### PROBLEM REQUIREMENTS
Would you copy out only the lines from the one with "Fix the formatting" to the end of the records, exactly as they stand?

### GIVEN DATA

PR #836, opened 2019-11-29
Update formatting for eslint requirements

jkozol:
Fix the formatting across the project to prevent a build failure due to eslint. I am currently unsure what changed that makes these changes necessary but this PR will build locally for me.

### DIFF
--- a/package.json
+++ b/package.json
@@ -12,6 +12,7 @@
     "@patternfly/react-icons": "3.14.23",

### FINISHED TASK
Fix the formatting across the project to prevent a build failure due to eslint. I am currently unsure what changed that makes these changes necessary but this PR will build locally for me.

### DIFF
--- a/package.json
+++ b/package.json
@@ -12,6 +12,7 @@
     "@patternfly/react-icons": "3.14.23",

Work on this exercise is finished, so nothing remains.